Abstract

Objectives: Carbohydrate-deficient transferrin CDT has originally been defined as the sum of isotransferrins exhibiting isoelectric point values ≥ 5.7 asialo, monosialo, and disialo transferrin but may also include at least in part trisialo transferrin when measured by modern commercial immunoassays. To examine the effects of divergently defining the analyte CDT, we compared two commercial assays yielding differently composed CDT fractions with a high-performance liquid chromatography HPLC assay commonly regarded as a reference method of CDT determination.
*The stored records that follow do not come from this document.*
PR #7406, opened 2020-04-21
Implemented proto3 presence for Ruby.

haberman:


ruby/ext/google/protobuf_c/defs.c
```diff
@@ -1758,6 +1795,56 @@ VALUE MessageBuilderContext_oneof(VALUE _self, VALUE name) {
...
+  for (i = 0; i < field_count; i++) {
+    google_protobuf_OneofDescriptorProto* oneof_proto;
+    VALUE oneof_name;
+    upb_strview field_name;
+
+    if (!google_protobuf_FieldDescriptorProto_proto3_optional(fields[i])) {
+      continue;
+    }
+
+    // Prepend '_' until we are no longer conflicting.
```
TeBoring, line 1831: Will this renaming suddenly change when users reorder fields in their proto definition?

ruby/ext/google/protobuf_c/message.c
```diff
@@ -242,9 +242,14 @@ static int extract_method_call(VALUE method_name, MessageHeader* self,
   // Method calls like 'has_foo?' are not allowed if field "foo" does not have
   // a hasbit (e.g. repeated fields or non-message type fields for proto3
   // syntax).
-  if (accessor_type == METHOD_PRESENCE && test_f != NULL &&
-      !upb_fielddef_haspresence(test_f)) {
-    return METHOD_UNKNOWN;
+  if (accessor_type == METHOD_PRESENCE && test_f != NULL) {
+    if (!upb_fielddef_haspresence(test_f)) return METHOD_UNKNOWN;
+
+    // TODO(haberman): remove this case, allow for proto3 oneofs.
```
TeBoring, line 248: Do we previously support this?

ruby/ext/google/protobuf_c/storage.c
```diff
@@ -725,20 +729,20 @@ static void slot_clear_hasbit(MessageLayout* layout,
 static bool slot_is_hasbit_set(MessageLayout* layout,
                             const void* storage,
                             const upb_fielddef* field) {
-  assert(field_contains_hasbit(layout, field));
   size_t hasbit = layout->fields[upb_fielddef_index(field)].hasbit;
+  assert(field_contains_hasbit(layout, field));
```
TeBoring, line 733: Do you need to move this assert?

ruby/ext/google/protobuf_c/defs.c
haberman: If there are conflicts it could. But the synthetic oneof name was not created by the user, so the user cannot assume what its name is.

ruby/ext/google/protobuf_c/message.c
haberman: No, we have never supported this. The unit tests were failing until I added this check, see:

https://github.com/protocolbuffers/protobuf/blob/18950451c7bfb1497f1deaf1c3868e79e332d80a/ruby/tests/basic.rb#L45-L50

ruby/ext/google/protobuf_c/storage.c
haberman: Yes, because it is a statement and cannot go before the declaration of `hasbit`.

This worked previously because we had not been testing with asserts enabled.

haberman:
Re: synthetic oneof (and for more background information in general), see this doc which is currently in review: https://github.com/protocolbuffers/protobuf/blob/9ae5203712eb80f89261d6df8d5674efa5a0edb8/docs/implementing_proto3_presence.md

TeBoring:
Did ruby 2.6 fail on mac?

haberman:
@TeBoring fixed the crash that was happening on mac.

Methods: Relative CDT levels (CDT concentrations expressed as percent of total transferrin) were determined in 142 sera by (i) a turbidimetric immunoassay (ChronAlco I.D.) reportedly detecting asialo to disialo transferrin as CDT, (ii) an analogous assay (CDT Turbidimetric ImmunoAssay [TIA]) said to additionally include part of trisialo transferrin into the CDT fraction measured, and (iii) an anion-exchange HPLC method. Isotransferrins separated by the two commercial assays were also investigated by isoelectric focusing. Results: Data from HPLC and isoelectric focusing indicate that the ChronAlco assay detects major parts of asialo, monosialo, and disialo transferrin as CDT while the CDT TIA yields CDT as the total of asialo, monosialo, disialo, and trisialo transferrin. When relative CDT concentrations obtained by both assays were classified as either normal or elevated according to reference ranges cited by the manufacturer and then were compared to analogously classified HPLC data, there were clearly more discrepancies between corresponding results from CDT TIA and HPLC (22%) than between ChronAlco and HPLC results (9%). Conclusion: Including trisialo transferrin into the CDT fraction enlarges the analytical signal and therefore slightly improves assay precision but also results in a significant number of pathologic results in samples exhibiting physiologic levels of the classical CDT components asialo to disialo transferrin. As long as the diagnostic information of the trisialo transferrin concentration is largely unknown, we strongly recommend not to include this isotransferrin into the determination of CDT.